EXTRACTED ENTRIES »
PR #7419, opened 2022-12-07
let installer blurb to to community page

fricklerhandwerk:
being too specific about it requires more maintenance (or otherwise
produced more confusion and churn), since these points of contact change
over time.

### DIFF
--- a/scripts/install-multi-user.sh
+++ b/scripts/install-multi-user.sh
@@ -99,11 +99,7 @@ is_os_darwin() {
 contact_us() {
     echo "You can open an issue at https://github.com/nixos/nix/issues"
     echo ""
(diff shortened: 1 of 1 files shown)


thufschmitt:
I don't have a strong opinion on that. I'll just point out that https://nixos.org/community/ points to a different Matrix channel than the one in the current message (`#community:nixos.org` versus the more specifix `#nix:nixos.org`)

fricklerhandwerk:
I don't think we want everyone who the installer fails on to post to the Nix channel. The purpose of that message should be to direct beginners to the established support paths which are more accessible and easier to maintain than this obscure piece of code in the installer.

PR #7423, opened 2022-12-07
Support flake references in the old CLI

### LINKED ISSUE #7026: Support flake references in NIX_PATH
Allow flake references in `NIX_PATH` and `-I`, e.g.
```
NIX_PATH=nixpkgs=flake:nixpkgs
```
(similar to the `channel:...` syntax).

This allows the legacy CLI to handle `<nixpkgs>` references on an otherwise fully flakified system, without having to rely on channels. In particular, it allows `<nixpkgs>` to refer to the version of Nixpkgs used to build the current system. Currently you can put something like
```
nix.nixPath = [ "nixpkgs=${nixpkgs}" ];
```
in the NixOS system configuration, but that requires `${nixpkgs}` to be materialized in the Nix store (breaking the use of e.g. zip file accessors in #6530). Also, we may want to pin nixpkgs without making it part of the system closures and making it un-GC-able.

edolstra:
Fixes #7026.

Extracted from the lazy-trees branch.

### DIFF
--- a/doc/manual/src/release-notes/rl-next.md
+++ b/doc/manual/src/release-notes/rl-next.md
@@ -2,3 +2,12 @@
 
 * The `repeat` and `enforce-determinism` options have been removed
   since they had been broken under many circumstances for a long time.
+
+* You can now use flake references in the old CLI, e.g.
+
+  ```
+  # nix-build flake:nixpkgs -A hello
+  # nix-build -I nixpkgs=flake:github:NixOS/nixpkgs/nixos-22.05 \
+      '<nixpkgs>' -A hello
+  # NIX_PATH=nixpkgs=flake:nixpkgs nix-build '<nixpkgs>' -A hello
+  ```
--- a/doc/manual/src/release-notes/rl-next.md
+++ b/doc/manual/src/release-notes/rl-next.md
@@ -3,7 +3,10 @@
 * The `repeat` and `enforce-determinism` options have been removed
   since they had been broken under many circumstances for a long time.
 
-* You can now use flake references in the old CLI, e.g.
+* You can now use [flake references] in the [old command line interface], e.g.
+
+   [flake references]: ../command-ref/new-cli/nix3-flake.md#flake-references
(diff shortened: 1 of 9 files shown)


src/libexpr/eval.cc
```diff
@@ -2583,6 +2584,23 @@ Strings EvalSettings::getDefaultNixPath()
     return res;
 }
 
+bool EvalSettings::isPseudoUrl(std::string_view s)
```
thufschmitt, line 2587: Any reason for moving that out of `filetransfer.hh`?

doc/manual/src/release-notes/rl-next.md
```diff
@@ -2,3 +2,15 @@
...
+
+   [flake references]: ../command-ref/new-cli/nix3-flake.md#flake-references
+   [old command line interface]: ../command-ref/main-commands.md
+
+  ```
+  # nix-build flake:nixpkgs -A hello
+  # nix-build -I nixpkgs=flake:github:NixOS/nixpkgs/nixos-22.05 \
+      '<nixpkgs>' -A hello
+  # NIX_PATH=nixpkgs=flake:nixpkgs nix-build '<nixpkgs>' -A hello
+  ```
```
thufschmitt, line 16: Shouldn't that also be documented in https://nixos.org/manual/nix/stable/language/values.html?#type-path ? In particular the two last examples are not directly tied to the old interface but rather to the semantics of `<foo>`

thufschmitt (changes requested):
That's a great change :)

A couple of small comments, but I like it overall

src/libexpr/eval.cc
edolstra: Yes, these "URLs" are very specific to the Nix CLI (e.g. the `channel:` and `flake:` schema) and are not used by `filetransfer.cc`.

doc/manual/src/release-notes/rl-next.md
edolstra: Added doss form the lazy-trees branch.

TASK DIRECTIONS »
Using the data above, return every line that contains the string "installer".

ANSWER TO THE PROBLEM »
let installer blurb to to community page
I don't think we want everyone who the installer fails on to post to the Nix channel. The purpose of that message should be to direct beginners to the established support paths which are more accessible and easier to maintain than this obscure piece of code in the installer.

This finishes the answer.